Directions for this task: Every line from the beginning of the data through the line containing "### Describe the bug" should be reproduced exactly, and no further lines should be output.

Dataset excerpts:
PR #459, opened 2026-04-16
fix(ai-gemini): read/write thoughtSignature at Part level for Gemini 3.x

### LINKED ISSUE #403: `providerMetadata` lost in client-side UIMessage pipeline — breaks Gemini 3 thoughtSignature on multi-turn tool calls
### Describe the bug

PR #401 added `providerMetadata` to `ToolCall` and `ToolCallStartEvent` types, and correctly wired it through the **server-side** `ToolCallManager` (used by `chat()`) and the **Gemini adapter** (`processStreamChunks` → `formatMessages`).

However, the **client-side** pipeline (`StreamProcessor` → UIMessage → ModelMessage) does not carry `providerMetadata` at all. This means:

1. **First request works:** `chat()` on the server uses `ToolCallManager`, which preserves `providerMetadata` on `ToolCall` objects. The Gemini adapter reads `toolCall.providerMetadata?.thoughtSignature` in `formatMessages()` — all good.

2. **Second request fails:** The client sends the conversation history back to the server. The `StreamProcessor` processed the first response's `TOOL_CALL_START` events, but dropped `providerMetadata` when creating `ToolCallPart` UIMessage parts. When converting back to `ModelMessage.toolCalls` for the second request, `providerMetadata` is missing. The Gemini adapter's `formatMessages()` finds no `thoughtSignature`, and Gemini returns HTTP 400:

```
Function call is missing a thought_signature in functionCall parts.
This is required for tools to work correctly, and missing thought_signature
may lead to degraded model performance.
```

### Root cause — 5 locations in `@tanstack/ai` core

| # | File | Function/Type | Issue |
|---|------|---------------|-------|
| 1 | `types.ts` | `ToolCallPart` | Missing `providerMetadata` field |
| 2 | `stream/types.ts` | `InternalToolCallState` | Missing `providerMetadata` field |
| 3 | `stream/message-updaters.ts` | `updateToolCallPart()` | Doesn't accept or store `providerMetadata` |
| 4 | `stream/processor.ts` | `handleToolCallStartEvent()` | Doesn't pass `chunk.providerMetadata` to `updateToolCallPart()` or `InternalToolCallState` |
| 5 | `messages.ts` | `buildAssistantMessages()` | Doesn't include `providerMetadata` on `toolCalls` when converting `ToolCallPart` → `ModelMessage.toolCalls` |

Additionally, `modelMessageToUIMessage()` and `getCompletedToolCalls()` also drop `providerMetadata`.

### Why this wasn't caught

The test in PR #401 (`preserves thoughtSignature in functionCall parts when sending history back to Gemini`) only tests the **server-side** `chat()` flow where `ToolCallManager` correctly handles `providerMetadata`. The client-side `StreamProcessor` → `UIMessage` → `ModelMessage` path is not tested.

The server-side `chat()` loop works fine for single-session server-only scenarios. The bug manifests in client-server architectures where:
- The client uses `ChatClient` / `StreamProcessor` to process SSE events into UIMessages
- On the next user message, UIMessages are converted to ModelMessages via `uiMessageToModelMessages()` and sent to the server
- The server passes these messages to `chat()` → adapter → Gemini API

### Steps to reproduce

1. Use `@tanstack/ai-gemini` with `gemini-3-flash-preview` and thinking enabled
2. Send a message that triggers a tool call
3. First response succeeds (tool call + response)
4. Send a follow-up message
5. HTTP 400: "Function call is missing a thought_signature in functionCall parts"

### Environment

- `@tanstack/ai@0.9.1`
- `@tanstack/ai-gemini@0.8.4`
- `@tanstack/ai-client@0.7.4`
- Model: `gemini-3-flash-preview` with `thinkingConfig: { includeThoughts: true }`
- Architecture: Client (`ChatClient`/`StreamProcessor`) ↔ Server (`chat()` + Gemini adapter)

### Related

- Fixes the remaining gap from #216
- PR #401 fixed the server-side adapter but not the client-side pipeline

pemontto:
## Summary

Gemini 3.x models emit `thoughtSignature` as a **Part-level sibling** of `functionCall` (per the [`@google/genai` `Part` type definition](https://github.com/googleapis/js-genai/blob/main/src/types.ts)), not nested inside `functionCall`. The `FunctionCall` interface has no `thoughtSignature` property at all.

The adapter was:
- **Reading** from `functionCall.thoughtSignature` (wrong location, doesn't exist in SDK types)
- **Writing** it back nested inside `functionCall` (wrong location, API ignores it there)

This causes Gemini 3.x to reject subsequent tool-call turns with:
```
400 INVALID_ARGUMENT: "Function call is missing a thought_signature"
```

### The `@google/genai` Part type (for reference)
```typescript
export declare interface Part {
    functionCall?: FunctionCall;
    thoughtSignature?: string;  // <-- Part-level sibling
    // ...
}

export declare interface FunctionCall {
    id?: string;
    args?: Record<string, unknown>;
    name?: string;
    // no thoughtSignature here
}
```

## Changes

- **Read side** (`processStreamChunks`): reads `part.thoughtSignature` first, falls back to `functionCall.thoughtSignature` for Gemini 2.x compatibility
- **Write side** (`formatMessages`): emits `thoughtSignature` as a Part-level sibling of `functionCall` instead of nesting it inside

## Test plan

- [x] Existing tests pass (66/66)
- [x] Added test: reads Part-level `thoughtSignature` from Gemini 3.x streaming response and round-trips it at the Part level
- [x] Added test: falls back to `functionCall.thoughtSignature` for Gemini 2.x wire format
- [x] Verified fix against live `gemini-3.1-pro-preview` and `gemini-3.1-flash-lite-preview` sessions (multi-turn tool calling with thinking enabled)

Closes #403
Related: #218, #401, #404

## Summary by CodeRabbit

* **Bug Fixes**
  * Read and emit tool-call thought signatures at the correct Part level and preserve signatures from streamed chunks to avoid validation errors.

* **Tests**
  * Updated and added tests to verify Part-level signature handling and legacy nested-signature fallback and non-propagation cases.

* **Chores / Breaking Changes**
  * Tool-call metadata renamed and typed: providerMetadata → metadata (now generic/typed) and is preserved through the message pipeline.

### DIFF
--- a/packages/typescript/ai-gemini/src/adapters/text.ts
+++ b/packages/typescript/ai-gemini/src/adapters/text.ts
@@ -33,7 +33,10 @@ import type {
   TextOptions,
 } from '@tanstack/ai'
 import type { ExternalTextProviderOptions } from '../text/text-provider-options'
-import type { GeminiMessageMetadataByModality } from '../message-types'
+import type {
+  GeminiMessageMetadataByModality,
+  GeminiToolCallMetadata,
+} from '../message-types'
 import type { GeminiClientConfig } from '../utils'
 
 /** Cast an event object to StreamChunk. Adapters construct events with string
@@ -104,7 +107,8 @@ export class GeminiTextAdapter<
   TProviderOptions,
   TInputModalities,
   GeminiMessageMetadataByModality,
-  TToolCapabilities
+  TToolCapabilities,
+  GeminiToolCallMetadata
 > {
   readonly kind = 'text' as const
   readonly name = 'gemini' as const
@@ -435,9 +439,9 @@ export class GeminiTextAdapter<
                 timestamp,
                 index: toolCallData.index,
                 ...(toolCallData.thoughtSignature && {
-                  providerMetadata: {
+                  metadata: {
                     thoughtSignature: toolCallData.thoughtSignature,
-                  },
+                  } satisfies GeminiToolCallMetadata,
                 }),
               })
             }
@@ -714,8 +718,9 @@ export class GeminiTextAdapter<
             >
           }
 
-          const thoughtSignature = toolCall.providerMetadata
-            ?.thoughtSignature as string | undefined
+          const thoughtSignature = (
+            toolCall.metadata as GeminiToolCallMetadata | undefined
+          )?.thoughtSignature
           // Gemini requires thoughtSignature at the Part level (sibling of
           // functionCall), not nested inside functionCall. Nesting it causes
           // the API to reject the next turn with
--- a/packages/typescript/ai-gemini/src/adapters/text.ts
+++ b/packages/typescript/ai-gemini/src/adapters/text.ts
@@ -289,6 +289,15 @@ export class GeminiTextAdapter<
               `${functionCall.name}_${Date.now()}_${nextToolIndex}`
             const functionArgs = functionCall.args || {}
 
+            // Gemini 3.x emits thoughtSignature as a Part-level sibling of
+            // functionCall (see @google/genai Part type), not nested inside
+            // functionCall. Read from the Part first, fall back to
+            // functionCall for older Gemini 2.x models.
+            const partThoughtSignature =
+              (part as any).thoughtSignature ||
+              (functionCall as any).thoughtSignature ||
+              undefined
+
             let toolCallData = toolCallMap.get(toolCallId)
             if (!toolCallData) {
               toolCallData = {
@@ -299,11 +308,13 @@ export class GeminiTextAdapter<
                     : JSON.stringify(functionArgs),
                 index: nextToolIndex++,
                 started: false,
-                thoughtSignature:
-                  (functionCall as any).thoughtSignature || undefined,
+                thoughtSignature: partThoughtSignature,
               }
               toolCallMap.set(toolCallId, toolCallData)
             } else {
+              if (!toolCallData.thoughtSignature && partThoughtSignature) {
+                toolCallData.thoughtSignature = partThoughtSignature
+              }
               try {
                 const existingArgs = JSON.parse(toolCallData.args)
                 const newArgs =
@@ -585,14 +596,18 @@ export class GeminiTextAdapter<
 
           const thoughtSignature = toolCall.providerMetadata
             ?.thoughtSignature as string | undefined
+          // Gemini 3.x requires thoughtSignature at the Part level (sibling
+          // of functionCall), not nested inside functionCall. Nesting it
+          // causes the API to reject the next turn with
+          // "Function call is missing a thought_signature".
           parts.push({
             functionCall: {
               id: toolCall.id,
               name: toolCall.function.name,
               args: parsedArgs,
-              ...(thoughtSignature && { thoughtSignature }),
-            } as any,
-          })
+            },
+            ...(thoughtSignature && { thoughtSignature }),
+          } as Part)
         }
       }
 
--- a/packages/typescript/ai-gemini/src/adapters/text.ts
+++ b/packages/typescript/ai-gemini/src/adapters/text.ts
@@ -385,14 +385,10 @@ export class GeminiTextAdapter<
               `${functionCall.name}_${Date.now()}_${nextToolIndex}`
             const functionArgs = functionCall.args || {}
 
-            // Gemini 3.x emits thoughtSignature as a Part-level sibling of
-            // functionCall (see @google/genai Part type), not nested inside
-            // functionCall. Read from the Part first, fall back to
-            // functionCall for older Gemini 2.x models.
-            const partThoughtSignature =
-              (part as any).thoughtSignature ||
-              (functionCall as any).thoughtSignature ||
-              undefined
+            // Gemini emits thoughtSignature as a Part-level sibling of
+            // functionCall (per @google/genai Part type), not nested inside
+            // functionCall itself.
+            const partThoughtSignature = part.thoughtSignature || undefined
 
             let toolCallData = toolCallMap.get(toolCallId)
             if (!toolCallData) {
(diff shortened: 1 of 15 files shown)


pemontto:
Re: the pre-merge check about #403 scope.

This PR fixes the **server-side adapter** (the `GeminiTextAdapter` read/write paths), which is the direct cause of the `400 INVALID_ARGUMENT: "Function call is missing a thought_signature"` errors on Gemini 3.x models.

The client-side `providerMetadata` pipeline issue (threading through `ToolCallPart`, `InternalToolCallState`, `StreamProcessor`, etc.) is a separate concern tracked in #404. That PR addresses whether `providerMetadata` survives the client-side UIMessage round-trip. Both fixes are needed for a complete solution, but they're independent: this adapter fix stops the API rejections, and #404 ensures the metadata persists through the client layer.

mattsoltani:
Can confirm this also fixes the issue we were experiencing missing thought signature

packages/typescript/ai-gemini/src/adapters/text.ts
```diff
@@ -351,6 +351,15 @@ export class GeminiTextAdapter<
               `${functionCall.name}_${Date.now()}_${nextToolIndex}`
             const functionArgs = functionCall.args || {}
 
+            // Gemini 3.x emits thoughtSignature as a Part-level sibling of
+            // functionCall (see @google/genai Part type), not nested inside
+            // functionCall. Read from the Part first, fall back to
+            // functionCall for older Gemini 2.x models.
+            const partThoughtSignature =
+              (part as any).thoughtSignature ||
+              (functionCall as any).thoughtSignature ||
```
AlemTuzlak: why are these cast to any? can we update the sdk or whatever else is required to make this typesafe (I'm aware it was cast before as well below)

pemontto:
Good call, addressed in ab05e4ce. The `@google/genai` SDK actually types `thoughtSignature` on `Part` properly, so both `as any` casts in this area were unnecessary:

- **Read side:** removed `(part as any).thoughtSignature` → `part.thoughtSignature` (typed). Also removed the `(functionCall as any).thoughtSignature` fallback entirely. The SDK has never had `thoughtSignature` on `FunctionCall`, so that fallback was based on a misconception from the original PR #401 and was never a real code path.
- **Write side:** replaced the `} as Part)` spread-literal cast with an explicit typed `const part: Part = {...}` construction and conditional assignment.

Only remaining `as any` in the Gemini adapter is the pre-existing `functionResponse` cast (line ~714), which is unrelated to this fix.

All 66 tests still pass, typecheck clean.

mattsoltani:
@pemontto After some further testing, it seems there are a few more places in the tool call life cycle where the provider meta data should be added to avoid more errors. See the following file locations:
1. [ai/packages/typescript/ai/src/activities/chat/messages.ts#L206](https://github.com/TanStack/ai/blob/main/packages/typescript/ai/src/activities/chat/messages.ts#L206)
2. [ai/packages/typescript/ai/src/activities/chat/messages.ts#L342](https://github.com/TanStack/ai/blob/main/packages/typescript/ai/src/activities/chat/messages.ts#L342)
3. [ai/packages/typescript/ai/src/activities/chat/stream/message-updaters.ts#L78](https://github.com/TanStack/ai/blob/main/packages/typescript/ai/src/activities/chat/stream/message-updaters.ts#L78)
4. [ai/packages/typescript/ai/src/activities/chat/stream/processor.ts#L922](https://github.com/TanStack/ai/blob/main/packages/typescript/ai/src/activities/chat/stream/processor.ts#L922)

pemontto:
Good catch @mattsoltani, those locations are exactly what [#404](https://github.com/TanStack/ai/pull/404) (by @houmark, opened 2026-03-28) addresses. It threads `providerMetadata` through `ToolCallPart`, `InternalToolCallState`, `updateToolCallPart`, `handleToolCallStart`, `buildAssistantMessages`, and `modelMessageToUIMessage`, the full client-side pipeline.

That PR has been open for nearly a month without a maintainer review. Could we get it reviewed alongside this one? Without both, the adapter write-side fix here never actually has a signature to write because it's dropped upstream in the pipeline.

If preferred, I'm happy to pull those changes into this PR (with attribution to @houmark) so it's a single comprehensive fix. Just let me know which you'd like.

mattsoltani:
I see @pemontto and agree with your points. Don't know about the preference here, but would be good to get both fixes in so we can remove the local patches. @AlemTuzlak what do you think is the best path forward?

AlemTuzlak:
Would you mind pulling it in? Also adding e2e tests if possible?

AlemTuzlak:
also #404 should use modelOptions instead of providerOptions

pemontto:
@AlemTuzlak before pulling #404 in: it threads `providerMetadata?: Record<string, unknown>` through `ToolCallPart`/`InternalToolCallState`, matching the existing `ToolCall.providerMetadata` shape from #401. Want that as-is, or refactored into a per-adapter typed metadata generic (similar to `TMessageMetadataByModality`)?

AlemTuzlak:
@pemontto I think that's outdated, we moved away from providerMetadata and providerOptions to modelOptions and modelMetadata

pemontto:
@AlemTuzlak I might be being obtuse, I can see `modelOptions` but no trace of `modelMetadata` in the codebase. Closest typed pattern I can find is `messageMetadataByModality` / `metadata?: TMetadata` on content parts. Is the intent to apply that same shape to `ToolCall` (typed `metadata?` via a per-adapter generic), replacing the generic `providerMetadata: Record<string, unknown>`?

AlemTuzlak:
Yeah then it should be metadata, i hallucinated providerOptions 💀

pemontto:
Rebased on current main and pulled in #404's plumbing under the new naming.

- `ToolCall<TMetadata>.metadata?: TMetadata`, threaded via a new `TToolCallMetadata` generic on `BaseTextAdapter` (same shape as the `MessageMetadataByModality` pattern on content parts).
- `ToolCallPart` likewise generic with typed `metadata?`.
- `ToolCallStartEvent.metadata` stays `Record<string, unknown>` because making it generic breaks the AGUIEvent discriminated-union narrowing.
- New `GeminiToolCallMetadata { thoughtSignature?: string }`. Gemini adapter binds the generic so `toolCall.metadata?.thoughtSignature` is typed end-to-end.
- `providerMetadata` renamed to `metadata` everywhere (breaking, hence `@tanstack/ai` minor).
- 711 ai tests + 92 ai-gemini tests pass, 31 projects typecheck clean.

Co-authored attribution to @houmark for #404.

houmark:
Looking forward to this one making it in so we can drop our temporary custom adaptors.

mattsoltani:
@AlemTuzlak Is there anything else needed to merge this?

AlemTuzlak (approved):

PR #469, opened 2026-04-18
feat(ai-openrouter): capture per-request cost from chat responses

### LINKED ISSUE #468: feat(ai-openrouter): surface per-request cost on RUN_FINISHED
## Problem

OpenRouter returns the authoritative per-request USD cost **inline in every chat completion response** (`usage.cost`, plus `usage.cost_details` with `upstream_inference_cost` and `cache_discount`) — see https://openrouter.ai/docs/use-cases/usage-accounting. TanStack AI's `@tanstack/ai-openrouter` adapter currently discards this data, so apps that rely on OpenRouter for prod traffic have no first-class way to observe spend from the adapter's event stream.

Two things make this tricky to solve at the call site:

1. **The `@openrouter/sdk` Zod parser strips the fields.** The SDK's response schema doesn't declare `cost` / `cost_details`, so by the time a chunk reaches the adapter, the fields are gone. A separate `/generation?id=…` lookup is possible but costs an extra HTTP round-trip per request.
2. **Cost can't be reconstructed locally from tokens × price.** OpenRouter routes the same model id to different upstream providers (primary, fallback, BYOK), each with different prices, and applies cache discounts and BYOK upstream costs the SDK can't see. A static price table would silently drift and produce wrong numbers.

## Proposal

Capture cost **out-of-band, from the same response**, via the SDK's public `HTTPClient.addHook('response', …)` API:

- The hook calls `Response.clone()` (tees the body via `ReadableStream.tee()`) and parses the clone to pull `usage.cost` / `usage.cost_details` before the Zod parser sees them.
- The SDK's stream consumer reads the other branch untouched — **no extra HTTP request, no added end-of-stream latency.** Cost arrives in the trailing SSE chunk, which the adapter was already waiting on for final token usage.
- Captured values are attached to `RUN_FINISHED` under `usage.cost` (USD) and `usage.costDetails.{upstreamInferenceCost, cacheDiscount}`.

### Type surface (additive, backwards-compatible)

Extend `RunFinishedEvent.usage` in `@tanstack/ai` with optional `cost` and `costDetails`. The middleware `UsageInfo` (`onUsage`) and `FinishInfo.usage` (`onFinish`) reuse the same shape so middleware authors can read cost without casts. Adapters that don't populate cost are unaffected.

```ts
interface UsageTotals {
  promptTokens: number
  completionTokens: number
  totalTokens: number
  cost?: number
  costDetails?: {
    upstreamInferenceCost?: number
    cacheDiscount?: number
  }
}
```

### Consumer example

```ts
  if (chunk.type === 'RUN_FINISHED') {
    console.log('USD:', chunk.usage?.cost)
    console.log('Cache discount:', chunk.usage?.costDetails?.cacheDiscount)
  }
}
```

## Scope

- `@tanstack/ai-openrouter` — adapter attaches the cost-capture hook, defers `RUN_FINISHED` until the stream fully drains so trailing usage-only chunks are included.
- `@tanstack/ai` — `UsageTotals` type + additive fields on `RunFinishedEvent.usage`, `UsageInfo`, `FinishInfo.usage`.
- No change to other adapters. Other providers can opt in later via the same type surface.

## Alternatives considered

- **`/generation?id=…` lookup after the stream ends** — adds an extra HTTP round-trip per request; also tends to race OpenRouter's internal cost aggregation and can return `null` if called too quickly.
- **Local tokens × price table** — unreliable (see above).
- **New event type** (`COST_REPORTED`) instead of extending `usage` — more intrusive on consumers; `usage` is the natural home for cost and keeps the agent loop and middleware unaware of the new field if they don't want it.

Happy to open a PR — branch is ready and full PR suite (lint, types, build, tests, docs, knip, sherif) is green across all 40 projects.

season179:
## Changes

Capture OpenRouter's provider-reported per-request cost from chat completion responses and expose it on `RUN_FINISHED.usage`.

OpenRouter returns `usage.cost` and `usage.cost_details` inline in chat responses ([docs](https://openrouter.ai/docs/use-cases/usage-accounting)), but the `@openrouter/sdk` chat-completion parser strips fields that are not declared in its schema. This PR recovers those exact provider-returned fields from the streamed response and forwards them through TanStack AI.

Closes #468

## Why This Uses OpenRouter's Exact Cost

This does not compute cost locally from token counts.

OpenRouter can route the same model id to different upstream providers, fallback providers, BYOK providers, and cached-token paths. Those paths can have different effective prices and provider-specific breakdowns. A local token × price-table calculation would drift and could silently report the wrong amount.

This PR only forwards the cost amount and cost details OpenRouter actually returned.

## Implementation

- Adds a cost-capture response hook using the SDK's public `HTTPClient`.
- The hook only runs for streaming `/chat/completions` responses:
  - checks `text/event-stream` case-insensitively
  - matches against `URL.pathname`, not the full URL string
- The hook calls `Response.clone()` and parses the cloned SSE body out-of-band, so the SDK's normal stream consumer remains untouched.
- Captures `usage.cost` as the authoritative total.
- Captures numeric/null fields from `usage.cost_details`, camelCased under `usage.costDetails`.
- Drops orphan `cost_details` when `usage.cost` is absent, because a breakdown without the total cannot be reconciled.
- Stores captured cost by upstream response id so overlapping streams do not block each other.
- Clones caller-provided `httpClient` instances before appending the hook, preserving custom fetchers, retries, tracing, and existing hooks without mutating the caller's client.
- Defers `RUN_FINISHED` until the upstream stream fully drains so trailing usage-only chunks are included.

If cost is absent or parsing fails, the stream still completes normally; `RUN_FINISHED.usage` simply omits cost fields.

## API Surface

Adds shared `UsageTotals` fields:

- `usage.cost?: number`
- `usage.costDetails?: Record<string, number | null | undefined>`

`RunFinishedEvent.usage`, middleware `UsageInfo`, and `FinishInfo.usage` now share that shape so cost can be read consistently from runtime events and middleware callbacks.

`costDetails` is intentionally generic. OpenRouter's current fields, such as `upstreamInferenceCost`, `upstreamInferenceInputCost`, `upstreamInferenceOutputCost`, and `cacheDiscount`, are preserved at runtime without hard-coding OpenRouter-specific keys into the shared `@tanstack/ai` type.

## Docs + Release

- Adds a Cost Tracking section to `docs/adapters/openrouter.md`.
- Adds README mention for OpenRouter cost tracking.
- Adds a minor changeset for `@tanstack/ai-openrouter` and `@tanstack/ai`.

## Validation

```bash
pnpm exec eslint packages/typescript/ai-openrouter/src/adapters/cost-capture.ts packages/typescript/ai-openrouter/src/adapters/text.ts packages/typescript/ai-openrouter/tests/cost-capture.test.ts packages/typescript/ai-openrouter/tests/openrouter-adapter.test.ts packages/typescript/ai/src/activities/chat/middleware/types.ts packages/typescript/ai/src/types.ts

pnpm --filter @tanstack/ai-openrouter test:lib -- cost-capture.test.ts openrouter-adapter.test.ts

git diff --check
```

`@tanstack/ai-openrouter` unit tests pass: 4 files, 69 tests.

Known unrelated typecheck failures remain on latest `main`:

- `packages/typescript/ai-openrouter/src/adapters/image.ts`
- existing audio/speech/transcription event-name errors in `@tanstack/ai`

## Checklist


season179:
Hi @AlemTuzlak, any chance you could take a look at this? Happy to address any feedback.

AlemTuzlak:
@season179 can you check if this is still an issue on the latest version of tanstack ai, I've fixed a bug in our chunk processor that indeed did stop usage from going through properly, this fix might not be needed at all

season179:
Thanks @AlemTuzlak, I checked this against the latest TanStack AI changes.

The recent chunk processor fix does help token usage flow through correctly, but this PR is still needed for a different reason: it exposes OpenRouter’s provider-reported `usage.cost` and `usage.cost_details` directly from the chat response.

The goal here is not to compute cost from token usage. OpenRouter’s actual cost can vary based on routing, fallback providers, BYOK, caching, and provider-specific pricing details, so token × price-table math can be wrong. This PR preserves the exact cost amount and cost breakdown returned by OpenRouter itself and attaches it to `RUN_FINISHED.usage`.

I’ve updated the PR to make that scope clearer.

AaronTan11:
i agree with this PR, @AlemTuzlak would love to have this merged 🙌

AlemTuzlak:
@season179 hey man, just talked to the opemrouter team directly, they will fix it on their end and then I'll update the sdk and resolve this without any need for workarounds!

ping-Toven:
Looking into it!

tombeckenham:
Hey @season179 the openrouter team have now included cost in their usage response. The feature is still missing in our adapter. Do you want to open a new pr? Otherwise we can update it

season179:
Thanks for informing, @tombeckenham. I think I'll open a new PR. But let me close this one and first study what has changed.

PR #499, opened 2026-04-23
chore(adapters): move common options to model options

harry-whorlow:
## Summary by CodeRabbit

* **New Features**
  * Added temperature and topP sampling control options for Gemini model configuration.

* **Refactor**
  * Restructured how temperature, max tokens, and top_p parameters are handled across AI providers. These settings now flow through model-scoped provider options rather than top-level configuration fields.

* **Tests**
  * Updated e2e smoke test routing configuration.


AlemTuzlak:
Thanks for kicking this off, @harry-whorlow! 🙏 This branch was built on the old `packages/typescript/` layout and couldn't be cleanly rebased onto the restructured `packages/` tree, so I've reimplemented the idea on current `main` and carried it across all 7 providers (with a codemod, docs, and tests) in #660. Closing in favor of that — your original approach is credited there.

Answer space:
PR #459, opened 2026-04-16
fix(ai-gemini): read/write thoughtSignature at Part level for Gemini 3.x

### LINKED ISSUE #403: `providerMetadata` lost in client-side UIMessage pipeline — breaks Gemini 3 thoughtSignature on multi-turn tool calls
### Describe the bug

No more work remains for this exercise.